More than 94 percent of the West drought this week, according to the US Drought Monitor, with six states entirely in drought status: California, Nevada, Oregon, Idaho, Utah, and Montana.
Parts of the West saw record-setting rainfall that brought some slight relief to the region, but most areas remain dry.
Against the backdrop of climate change-fueled drought, wildfires have charred nearly 6 million acres of vegetation across the region. Fire experts say that dry and windy conditions create a prime environment for wildfires to spark and spread.
Scientists say the multi-year drought is a clear sign of how the climate crisis is affecting not only the weather, but water supply, food production and electricity generation.

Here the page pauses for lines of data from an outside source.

Issue #531, opened 2024-12-19
`getItem` now returns `Promise<null>`


danielroe:
### Environment

latest version on renovate update

### Reproduction

https://github.com/nuxt/nuxt/pull/30298

### Describe the bug

Seems like a regression from https://github.com/unjs/unstorage/pull/509 - we need to fall back to `StorageValue`

PR #532, opened 2024-12-19
fix(types): fallback to `StorageValue` for un-typed stores

danielroe:
resolves https://github.com/unjs/unstorage/issues/531

we didn't catch the issue because `toMatchTypeOf` doesn't mean what it sounds like


pi0:
thnx. i think one type issue is in storage.ts

pi0 (approved):

PR #538, opened 2024-12-25
build: remove extra cli deps

bluwy:
`src/cli.ts` is no longer exported as a binary since https://github.com/unjs/unstorage/commit/5dd3f9bdb1dac4a7998acd5a3e15d17ab600f446. It uses `citty` and `listhen` which can both be moved as dev deps now.


pi0:
Oh nice find! Unstorage CLI drop was kinda unintended but considering it happened from 1.0.0 and no user demand I guess we can drop it.

pi0 (approved):

Issue #536, opened 2024-12-25
Generic of useStorage.getItem not work in 1.14.1


kingyue737:
### Environment

------------------------------
- Operating System: Linux
- Node Version:     v18.20.3
- Nuxt Version:     3.14.1592
- CLI Version:      3.17.2
- Nitro Version:    2.10.4
- Package Manager:  npm@10.2.3
- Builder:          -
- User Config:      default
- Runtime Modules:  -
- Build Modules:    -
------------------------------

### Reproduction

https://stackblitz.com/edit/github-5inkrb1i?file=server%2Ffoo.get.ts

### Describe the bug

v1.13.1 does not have this issue

open the reproduction and you will see type error:
```
No overload expects 1 type arguments, but overloads do exist that expect either 0 or 2 type arguments.
```
![image](https://github.com/user-attachments/assets/962149d6-a62f-473e-a245-ce786a204b95)

### Additional context

Upgrade nuxt to v3.15 will also upgrade unstorage to v1.14.1
For those who encounter this issue, you can override the version of unstorage in package.json:
```json
{
  "pnpm": {
    "overrides": {
      "unstorage": "1.13.1"
    }
  },
}
```

PR #543, opened 2024-12-26
fix(types): allow passing generic to untyped storage

danielroe:
resolves https://github.com/unjs/unstorage/issues/536


pi0 (approved):
Thanks!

A vast majority of California is currently in extreme or exceptional drought, the two most severe categories. Across the West, drought has strained water resources.
“At the end of August, California’s 154 intrastate reservoirs contained 13.8 million acre-feet of water, just 60% of average for the date,” the Drought Monitor reported. Reservoir levels were less than half of average in Nevada, New Mexico and Oregon, as well.
In the Southwest, climate change-fueled drought has pushed the level in Lake Mead, the country’s largest reservoir, to unprecedented lows. The US Bureau of Reclamation in August declared a water shortage on the Colorado River for the first time, triggering mandatory water consumption cuts for states in the Southwest beginning in 2022.
According to the US Department of Agriculture, at least half of the acreage allotted to rangeland and pastures was rated in “very poor” to “poor” conditions across eight of the 11 Western states, with Washington (96%), Montana (88%), and Oregon (87%) experiencing the worst conditions.
As the planet warms, drought and extreme heat will also fuel deadly wildfires. Multiple studies have linked rising carbon dioxide emissions and high temperatures to increased acreage of burning across the West, particularly in California.
The West experienced extremely low rain and snowfall over the past year, compounded by drastically high temperatures. Less rain and increasing heat waves have led directly to drought conditions and water shortages.
But recent rainfall alleviated drought across California and the Pacific Northwest. Overall, this summer has seen well above-average monsoon rainfall in the Southwest region, with many locations receiving some of their highest summer rainfall totals on record.
“Any benefit from patchy rainfall across northern California and the interior Northwest was largely offset by above-normal temperatures,” the Drought Monitor reported.
As climate change accelerates and winter temperatures increase, snowfall will decrease. High-elevation snowpack serves as a natural reservoir that eases drought, storing water through the winter months and slowly releasing it through the spring melting season.
Stream and river flow
Streamflow, a measure of how much water is carried by rivers and streams, is another significant indicator of drought and its impact.
As drought conditions have worsened in 2021, hundreds of stream and river locations are experiencing below-average flow. Fishing restrictions have also been put in place on many rivers in Montana due to low flows and warm waters.
Changes in streamflow affect the water supply for municipal use such as drinking and bathing, crop irrigation and power generation.